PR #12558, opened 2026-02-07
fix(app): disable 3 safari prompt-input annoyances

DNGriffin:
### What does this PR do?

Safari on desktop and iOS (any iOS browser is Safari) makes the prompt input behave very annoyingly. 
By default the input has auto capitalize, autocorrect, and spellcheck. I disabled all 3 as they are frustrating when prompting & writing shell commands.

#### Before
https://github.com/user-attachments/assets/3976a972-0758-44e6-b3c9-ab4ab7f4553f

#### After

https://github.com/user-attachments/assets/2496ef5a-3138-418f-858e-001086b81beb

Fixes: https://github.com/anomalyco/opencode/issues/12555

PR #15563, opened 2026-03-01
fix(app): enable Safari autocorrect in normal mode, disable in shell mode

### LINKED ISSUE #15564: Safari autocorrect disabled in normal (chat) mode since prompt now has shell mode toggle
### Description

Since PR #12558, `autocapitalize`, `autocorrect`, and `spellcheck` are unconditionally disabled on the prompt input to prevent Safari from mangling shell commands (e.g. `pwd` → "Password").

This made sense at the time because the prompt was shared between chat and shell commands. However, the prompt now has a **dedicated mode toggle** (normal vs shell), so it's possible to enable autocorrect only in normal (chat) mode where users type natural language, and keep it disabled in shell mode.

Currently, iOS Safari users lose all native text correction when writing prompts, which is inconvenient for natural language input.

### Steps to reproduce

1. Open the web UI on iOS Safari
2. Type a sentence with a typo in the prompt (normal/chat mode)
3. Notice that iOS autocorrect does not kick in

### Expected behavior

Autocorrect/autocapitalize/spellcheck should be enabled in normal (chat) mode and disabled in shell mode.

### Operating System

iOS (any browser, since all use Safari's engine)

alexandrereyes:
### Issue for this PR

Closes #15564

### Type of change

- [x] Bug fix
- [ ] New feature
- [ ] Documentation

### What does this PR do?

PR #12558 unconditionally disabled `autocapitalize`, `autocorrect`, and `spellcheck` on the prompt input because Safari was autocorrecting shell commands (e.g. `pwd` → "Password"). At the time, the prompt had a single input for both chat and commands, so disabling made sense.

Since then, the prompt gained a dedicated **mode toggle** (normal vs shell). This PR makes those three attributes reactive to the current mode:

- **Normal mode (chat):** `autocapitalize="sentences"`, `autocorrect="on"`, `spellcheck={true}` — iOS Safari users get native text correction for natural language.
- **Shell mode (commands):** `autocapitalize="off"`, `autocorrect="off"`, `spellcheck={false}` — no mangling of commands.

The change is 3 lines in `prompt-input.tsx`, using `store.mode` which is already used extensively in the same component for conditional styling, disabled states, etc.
○ ○ ○ ○
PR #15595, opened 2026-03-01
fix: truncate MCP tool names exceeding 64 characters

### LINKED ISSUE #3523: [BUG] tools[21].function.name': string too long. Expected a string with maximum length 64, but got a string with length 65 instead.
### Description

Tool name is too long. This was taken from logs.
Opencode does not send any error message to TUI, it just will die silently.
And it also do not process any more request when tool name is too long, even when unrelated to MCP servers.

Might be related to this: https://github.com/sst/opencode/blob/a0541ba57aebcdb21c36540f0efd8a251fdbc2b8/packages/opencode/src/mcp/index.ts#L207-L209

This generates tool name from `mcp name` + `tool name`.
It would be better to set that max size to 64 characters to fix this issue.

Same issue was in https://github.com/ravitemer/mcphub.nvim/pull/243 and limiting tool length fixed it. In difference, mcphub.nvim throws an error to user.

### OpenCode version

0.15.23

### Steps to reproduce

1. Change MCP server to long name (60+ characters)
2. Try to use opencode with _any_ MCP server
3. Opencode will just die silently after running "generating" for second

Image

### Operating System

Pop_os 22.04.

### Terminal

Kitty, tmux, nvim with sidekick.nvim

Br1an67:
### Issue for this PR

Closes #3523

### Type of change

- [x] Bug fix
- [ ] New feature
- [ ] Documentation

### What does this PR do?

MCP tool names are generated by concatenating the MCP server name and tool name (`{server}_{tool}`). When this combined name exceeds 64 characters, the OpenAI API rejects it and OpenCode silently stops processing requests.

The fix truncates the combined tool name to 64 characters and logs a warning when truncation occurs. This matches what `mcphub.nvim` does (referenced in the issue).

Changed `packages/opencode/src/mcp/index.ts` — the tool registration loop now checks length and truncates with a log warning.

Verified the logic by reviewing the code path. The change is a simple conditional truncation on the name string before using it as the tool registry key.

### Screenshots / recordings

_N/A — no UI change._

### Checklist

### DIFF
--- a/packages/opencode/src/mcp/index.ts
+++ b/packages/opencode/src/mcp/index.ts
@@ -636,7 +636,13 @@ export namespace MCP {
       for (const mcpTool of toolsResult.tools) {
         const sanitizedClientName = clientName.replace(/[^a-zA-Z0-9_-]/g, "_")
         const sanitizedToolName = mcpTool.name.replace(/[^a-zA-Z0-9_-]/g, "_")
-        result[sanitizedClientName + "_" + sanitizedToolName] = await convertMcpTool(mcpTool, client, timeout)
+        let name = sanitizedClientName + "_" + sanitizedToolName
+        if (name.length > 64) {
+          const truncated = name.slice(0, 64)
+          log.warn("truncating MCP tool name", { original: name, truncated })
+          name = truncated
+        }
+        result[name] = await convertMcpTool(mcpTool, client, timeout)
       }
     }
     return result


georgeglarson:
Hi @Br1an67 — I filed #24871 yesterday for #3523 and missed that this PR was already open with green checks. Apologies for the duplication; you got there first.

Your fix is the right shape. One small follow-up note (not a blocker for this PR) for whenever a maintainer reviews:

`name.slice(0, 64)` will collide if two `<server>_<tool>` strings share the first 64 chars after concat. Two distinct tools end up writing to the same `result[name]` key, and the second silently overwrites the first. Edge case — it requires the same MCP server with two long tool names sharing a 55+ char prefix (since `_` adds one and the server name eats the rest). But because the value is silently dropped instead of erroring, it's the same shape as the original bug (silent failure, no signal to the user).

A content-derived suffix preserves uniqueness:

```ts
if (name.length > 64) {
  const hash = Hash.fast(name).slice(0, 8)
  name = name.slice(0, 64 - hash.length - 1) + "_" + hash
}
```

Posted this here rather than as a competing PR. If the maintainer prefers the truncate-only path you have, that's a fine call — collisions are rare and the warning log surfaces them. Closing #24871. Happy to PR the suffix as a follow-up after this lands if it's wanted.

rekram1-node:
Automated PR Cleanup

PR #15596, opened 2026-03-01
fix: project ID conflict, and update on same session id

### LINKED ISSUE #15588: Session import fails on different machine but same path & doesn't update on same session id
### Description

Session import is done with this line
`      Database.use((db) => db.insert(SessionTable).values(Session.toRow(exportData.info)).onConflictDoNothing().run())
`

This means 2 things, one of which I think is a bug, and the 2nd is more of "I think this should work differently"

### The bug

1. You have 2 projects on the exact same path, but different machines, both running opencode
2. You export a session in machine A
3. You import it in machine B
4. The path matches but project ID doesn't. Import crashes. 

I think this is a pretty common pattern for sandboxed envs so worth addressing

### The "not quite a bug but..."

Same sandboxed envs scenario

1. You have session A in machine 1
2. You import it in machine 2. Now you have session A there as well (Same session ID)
○ ○ ○ ○
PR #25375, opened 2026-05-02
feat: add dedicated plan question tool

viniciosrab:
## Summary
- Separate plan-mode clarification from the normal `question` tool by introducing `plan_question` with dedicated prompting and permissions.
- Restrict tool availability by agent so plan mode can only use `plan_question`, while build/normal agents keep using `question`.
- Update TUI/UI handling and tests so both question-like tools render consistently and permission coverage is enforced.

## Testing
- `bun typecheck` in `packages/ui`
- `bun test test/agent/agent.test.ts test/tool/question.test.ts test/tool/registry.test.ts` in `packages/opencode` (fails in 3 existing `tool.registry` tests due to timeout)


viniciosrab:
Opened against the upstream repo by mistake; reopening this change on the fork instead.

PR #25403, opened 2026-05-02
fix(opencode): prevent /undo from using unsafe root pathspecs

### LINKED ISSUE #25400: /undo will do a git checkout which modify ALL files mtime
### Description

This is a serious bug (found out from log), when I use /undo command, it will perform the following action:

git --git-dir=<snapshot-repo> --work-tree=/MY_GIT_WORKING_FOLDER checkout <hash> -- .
○ ○ ○ ○
=== Task ===
Write down every line of the data above that includes the string "logs".

=== Response to the exercise ===
Tool name is too long. This was taken from logs.
The fix truncates the combined tool name to 64 characters and logs a warning when truncation occurs. This matches what `mcphub.nvim` does (referenced in the issue).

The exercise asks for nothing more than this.